- BRIEF -
Give back each line of the material that contains the word "objects".

- INPUT DATA -
PR #456, opened 2018-11-12
Adding acquireTokenParameters and acquireTokenSilentParameters

shoatman:
- cleaned up all member variables on PublicClientApplication and migrated to PublicClientApplicationConfiguration
- Added TokenParameters, AquireTokenParameters and AcquireTokenSilentParameters
- Added acquireToken and acquireTokenSilent overloads accepting these methods
- Moved construction of MsalOperatioParameters to their respective classes from PublicClientApplication
- Refactored existing overloads mapping their parameters into the new parameter objects
- Refactored existing overloads to call the 2 new overloads accepting the parameters objects

### DIFF
--- a/msal/src/main/java/com/microsoft/identity/client/AcquireTokenParameters.java
+++ b/msal/src/main/java/com/microsoft/identity/client/AcquireTokenParameters.java
@@ -1,9 +1,7 @@
-package com.microsoft.identity.client.parameters;
+package com.microsoft.identity.client;
 
 import android.app.Activity;
 import android.util.Pair;
-
-import com.microsoft.identity.client.UiBehavior;
 
 import java.util.List;
 
--- a/msal/src/main/java/com/microsoft/identity/client/AcquireTokenParameters.java
+++ b/msal/src/main/java/com/microsoft/identity/client/AcquireTokenParameters.java
@@ -1,3 +1,26 @@
+//  Copyright (c) Microsoft Corporation.
+//  All rights reserved.
+//
+//  This code is licensed under the MIT License.
+//
+//  Permission is hereby granted, free of charge, to any person obtaining a copy
+//  of this software and associated documentation files(the "Software"), to deal
+//  in the Software without restriction, including without limitation the rights
+//  to use, copy, modify, merge, publish, distribute, sublicense, and / or sell
+//  copies of the Software, and to permit persons to whom the Software is
+//  furnished to do so, subject to the following conditions :
+//
+//  The above copyright notice and this permission notice shall be included in
+//  all copies or substantial portions of the Software.
+//
+//  THE SOFTWARE IS PROVIDED "AS IS", WITHOUT WARRANTY OF ANY KIND, EXPRESS OR
+//  IMPLIED, INCLUDING BUT NOT LIMITED TO THE WARRANTIES OF MERCHANTABILITY,
+//  FITNESS FOR A PARTICULAR PURPOSE AND NONINFRINGEMENT. IN NO EVENT SHALL THE
+//  AUTHORS OR COPYRIGHT HOLDERS BE LIABLE FOR ANY CLAIM, DAMAGES OR OTHER
+//  LIABILITY, WHETHER IN AN ACTION OF CONTRACT, TORT OR OTHERWISE, ARISING FROM,
+//  OUT OF OR IN CONNECTION WITH THE SOFTWARE OR THE USE OR OTHER DEALINGS IN
+//  THE SOFTWARE.
+
 package com.microsoft.identity.client;
 
 import android.app.Activity;
@@ -5,6 +28,9 @@ import android.util.Pair;
 
 import java.util.List;
 
+/**
+ * Encapsulates the parameters passed to the acquireToken methods of PublicClientApplication
+ */
 public class AcquireTokenParameters extends TokenParameters {
 
     private Activity mActivity;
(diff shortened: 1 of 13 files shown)


msal/src/main/java/com/microsoft/identity/client/TokenParameters.java
```diff
@@ -0,0 +1,151 @@
...
+     * {@link AuthenticationCallback#onSuccess(AuthenticationResult)}
+     * 3) All the other errors will be sent back via
+     * {@link AuthenticationCallback#onError(com.microsoft.identity.client.exception.MsalException)}.
+     * @param callback
+     */
+    public void setCallback(AuthenticationCallback callback) {
+        this.mCallback = callback;
+    }
+
+    void setAccountRecord(AccountRecord record){
```
kreedula: Nit : java doc missing. Also should setAccoutRecord be public?

msal/src/main/java/com/microsoft/identity/client/PublicClientApplication.java
```diff
@@ -779,34 +675,54 @@ public void acquireToken(@NonNull final Activity activity,
                              @Nullable final String[] extraScopesToConsent,
                              @Nullable final String authority,
                              @NonNull final AuthenticationCallback callback) {
-        String loginHint = null;
 
-        if (null != account) {
-            loginHint = account.getUsername();
-        }
+        AcquireTokenParameters acquireTokenParameters = new AcquireTokenParameters();
```
kreedula: What do you think creating a private `acquireToken method` which accepts all the parameters and all the overloads just call this method and `AcquireTokenParameters` are created inside it to avoid code duplication like below

`    private void acquireToken(@NonNull final Activity activity,
                             @Nullable final IAccount account,
                             @Nullable final String loginHint,
                             @NonNull final UiBehavior uiBehavior,
                             @Nullable final List<Pair<String, String>> extraQueryParameters,
                             @Nullable final String[] extraScopesToConsent,
                             @Nullable final String authority,

        AcquireTokenParameters acquireTokenParameters = new AcquireTokenParameters();
        acquireTokenParameters.setLoginHint(loginHint);
        acquireTokenParameters.setAccount(account);
        acquireTokenParameters.setActivity(activity);
        acquireTokenParameters.setScopes(Arrays.asList(scopes));
        acquireTokenParameters.setUIBehavior(uiBehavior);
        acquireTokenParameters.setExtraQueryStringParameters(extraQueryParameters);
        acquireTokenParameters.setAccountRecord(getAccountRecord(acquireTokenParameters.getAccount()));
        acquireTokenParameters.setCallback(callback);

        acquireToken(acquireTokenParameters);


    }`

msal/src/main/java/com/microsoft/identity/client/TokenParameters.java
```diff
@@ -0,0 +1,151 @@
...
+        mAccountRecord = record;
+    }
+
+    public AccountRecord getAccountRecord(){
```
kreedula: Nit : java doc missing.

msal/src/main/java/com/microsoft/identity/client/PublicClientApplication.java
iambmelt: @kreedula I'd suggest this trades code duplication for the method-with-too-many-parameters problem.

If we're looking to clean this up, I'd prefer a builder object. @shoatman can make the call, I'd say drop it on the backlog

msal/src/main/java/com/microsoft/identity/client/PublicClientApplication.java
```diff
@@ -779,34 +675,54 @@ public void acquireToken(@NonNull final Activity activity,
...
-                        scopes,
-                        loginHint,
-                        uiBehavior,
-                        extraQueryParameters,
-                        extraScopesToConsent,
-                        authority,
-                        account
-                );
+
+        acquireTokenParameters.setAccountRecord(getAccountRecord(acquireTokenParameters.getAccount()));
```
iambmelt: Ooph some gymnastics going on here... Not immediately apparent how we might clean this up - perhaps we consider passing a homeAccountId and hitting the cache later?

msal/src/main/java/com/microsoft/identity/client/AcquireTokenParameters.java
```diff
@@ -0,0 +1,127 @@
...
+    private UiBehavior mUIBehavior;
+    private List<String> mExtraScopesToConsent;
+    private List<Pair<String, String>> mExtraQueryStringParameters;
+
+
+    /**
+     * Non-null {@link Activity} that will be used as the parent activity for launching the {@link AuthenticationActivity}
+     * @return
+     */
+    public Activity getActivity() {
```
iambmelt: Something we might want to consider: if we declare this to be a `Context` we could add support for [`Services`](https://developer.android.com/reference/android/app/Service) to support silent background scenarios

msal/src/main/java/com/microsoft/identity/client/AcquireTokenParameters.java
```diff
@@ -0,0 +1,127 @@
...
+     */
+    public UiBehavior getUIBehavior() {
+        return mUIBehavior;
+    }
+
+    /**
+     * Controls the value of the prompt parameter sent along with the authorization request.
+     * @param uiBehavior
+     */
+    public void setUIBehavior(UiBehavior uiBehavior) {
```
iambmelt: Nit: Can we call this `setUiBehavior` to match the capitalization of the param?

msal/src/main/java/com/microsoft/identity/client/PublicClientApplication.java
```diff
@@ -779,34 +675,54 @@ public void acquireToken(@NonNull final Activity activity,
...
+
+    /**
+     * Acquire token interactively, will pop-up webUI. Interactive flow will skip the cache lookup.
+     * Default value for {@link UiBehavior} is {@link UiBehavior#SELECT_ACCOUNT}.
+     *
+     * Convey parameters via the AquireTokenParameters object
+     *
+     * @param acquireTokenParameters
+     */
+    public void acquireToken(@NonNull AcquireTokenParameters acquireTokenParameters) {
```
iambmelt: 🔥 🔥 🔥

msal/src/main/java/com/microsoft/identity/client/TokenParameters.java
iambmelt: AccountRecord is internal - the external representation is the IAccount

msal/src/main/java/com/microsoft/identity/client/PublicClientApplication.java
shoatman: I didn't follow you comment.  The method with too many parameters problem could be resolved by removing all existing overloads save the acquireToken(acquireTokenParameters) one.  Is that what you're suggesting?  I was thinking that we don't want to take that scale of breaking change at this time, but I"m open to it.  Thoughts?

I believe the second part of the suggestion is to support the builder patter on the token parameters classes and i'm open to that as well.

msal/src/main/java/com/microsoft/identity/client/AcquireTokenParameters.java
shoatman: Discussed offline

msal/src/main/java/com/microsoft/identity/client/PublicClientApplication.java
shoatman: Discussed offline.

msal/src/main/java/com/microsoft/identity/client/TokenParameters.java
shoatman: Leaving off for now.  I plan to move these out of here shortly.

- SOLUTION TO THE PROBLEM -
- Refactored existing overloads mapping their parameters into the new parameter objects
- Refactored existing overloads to call the 2 new overloads accepting the parameters objects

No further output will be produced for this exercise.